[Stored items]
= = = =
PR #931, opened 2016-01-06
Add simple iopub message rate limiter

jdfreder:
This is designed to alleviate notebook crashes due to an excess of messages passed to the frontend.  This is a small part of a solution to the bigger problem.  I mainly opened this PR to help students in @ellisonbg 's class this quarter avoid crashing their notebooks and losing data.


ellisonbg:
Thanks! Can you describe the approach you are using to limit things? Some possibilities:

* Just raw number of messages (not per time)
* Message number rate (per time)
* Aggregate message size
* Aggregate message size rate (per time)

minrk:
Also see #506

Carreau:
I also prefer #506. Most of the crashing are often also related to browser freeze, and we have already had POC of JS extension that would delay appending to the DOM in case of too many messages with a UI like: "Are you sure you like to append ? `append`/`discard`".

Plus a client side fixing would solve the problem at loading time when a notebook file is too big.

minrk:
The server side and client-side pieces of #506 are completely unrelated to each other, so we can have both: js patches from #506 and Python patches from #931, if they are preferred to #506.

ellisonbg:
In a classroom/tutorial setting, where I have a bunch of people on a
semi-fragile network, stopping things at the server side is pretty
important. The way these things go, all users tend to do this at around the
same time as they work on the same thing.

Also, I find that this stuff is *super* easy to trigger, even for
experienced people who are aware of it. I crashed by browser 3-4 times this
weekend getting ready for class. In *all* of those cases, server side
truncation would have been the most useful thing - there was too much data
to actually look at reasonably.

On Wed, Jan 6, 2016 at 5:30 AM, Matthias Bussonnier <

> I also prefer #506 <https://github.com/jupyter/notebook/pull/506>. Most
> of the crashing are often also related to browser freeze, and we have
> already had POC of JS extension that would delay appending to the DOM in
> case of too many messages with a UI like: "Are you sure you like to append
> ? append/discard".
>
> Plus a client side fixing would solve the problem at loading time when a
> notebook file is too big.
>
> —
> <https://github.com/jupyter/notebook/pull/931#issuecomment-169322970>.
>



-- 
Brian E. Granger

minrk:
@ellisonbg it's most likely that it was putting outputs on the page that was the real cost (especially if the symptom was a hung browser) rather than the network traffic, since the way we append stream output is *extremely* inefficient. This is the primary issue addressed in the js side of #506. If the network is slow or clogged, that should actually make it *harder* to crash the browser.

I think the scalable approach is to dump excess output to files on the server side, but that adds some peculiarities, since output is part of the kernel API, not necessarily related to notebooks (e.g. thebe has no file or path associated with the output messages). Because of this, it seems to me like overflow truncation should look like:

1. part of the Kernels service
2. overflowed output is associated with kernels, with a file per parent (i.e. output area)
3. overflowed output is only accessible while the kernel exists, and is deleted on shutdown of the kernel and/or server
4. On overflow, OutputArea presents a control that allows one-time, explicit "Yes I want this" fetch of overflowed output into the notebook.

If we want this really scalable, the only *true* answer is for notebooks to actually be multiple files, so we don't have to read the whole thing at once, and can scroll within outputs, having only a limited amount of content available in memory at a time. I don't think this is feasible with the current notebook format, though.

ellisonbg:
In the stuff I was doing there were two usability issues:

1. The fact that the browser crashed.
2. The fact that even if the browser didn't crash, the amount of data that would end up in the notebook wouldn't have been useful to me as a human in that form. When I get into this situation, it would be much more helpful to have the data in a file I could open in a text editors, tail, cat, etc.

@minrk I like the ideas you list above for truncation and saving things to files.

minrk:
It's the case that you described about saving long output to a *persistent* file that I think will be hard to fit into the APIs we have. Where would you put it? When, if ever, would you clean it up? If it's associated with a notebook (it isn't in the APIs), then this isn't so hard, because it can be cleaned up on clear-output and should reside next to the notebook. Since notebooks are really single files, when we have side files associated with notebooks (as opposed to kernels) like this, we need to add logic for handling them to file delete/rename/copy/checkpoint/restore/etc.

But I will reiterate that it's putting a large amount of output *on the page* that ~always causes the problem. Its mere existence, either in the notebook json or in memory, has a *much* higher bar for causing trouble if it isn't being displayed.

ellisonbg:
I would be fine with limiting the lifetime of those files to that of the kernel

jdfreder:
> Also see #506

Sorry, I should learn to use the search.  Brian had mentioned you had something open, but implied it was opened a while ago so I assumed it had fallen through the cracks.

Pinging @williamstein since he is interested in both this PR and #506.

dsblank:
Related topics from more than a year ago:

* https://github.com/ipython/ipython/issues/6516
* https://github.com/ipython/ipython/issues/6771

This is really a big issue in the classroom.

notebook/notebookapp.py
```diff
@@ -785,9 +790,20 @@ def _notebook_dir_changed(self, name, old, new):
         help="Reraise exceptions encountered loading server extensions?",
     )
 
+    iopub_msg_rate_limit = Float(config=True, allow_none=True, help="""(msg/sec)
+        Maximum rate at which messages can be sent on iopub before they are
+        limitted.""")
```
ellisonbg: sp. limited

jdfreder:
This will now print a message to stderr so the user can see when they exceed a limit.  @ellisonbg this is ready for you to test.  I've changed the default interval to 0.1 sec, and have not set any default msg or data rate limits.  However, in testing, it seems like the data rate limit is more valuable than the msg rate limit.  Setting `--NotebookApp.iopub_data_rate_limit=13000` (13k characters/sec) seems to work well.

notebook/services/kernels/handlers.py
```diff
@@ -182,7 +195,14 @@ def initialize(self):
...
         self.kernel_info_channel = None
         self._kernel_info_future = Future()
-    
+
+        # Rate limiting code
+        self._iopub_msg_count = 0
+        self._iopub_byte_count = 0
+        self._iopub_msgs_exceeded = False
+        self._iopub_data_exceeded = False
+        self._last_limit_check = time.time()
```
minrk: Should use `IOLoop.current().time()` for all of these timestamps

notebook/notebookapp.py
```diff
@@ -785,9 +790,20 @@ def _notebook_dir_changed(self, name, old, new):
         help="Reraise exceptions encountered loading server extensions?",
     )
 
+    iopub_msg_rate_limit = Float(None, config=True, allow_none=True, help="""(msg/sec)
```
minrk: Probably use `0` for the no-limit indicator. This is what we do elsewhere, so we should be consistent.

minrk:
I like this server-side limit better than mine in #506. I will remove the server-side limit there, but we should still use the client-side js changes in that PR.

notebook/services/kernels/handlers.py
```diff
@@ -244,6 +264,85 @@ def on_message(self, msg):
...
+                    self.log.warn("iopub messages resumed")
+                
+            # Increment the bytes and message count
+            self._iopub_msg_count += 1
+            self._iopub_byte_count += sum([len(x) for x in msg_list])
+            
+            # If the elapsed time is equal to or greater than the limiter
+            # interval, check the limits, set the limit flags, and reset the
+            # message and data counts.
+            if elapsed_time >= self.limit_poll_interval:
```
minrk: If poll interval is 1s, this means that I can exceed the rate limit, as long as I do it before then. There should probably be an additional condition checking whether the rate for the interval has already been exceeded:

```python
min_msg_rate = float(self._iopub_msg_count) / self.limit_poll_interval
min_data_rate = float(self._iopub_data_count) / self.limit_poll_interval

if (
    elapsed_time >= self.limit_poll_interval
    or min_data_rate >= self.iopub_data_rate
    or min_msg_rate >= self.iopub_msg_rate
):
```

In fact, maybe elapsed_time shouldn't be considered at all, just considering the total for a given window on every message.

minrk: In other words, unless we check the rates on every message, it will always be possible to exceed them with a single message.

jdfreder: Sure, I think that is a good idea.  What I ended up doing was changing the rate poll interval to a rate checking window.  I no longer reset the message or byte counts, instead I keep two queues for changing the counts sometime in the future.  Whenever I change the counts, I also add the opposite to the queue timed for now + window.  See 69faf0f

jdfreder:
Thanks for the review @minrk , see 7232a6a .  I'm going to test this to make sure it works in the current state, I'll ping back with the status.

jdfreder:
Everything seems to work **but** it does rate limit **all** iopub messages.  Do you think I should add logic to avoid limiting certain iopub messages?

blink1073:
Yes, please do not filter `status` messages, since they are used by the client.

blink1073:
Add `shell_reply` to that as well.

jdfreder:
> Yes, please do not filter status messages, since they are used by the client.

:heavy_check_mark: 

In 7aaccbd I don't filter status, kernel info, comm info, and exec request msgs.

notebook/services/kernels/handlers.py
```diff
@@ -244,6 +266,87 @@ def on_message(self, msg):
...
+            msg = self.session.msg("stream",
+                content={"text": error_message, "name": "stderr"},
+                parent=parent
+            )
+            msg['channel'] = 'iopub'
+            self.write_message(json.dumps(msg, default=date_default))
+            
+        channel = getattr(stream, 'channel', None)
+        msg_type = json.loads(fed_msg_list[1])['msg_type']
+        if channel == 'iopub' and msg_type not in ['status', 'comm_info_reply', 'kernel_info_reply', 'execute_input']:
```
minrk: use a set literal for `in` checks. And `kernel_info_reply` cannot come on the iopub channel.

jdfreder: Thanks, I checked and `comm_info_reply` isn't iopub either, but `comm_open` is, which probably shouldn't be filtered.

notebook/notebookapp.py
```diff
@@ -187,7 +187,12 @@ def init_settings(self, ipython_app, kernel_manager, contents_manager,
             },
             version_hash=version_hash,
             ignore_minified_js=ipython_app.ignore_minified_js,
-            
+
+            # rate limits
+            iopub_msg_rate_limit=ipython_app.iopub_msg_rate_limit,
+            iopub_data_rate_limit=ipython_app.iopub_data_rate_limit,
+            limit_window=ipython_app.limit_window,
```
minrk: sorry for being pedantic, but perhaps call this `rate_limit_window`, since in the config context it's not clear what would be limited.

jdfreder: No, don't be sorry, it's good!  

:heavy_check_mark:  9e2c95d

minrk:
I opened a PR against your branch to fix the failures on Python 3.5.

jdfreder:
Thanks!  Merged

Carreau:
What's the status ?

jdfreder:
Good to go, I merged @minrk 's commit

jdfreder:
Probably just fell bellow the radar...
= = = =
TASK OBJECTIVE – The lines above, starting at the one with "In a classroom/tutorial" and ending at the one with "same time as they work on the same thing.", are the only ones to return, exactly as written.

WRITTEN ANSWER –
In a classroom/tutorial setting, where I have a bunch of people on a
semi-fragile network, stopping things at the server side is pretty
important. The way these things go, all users tend to do this at around the
same time as they work on the same thing.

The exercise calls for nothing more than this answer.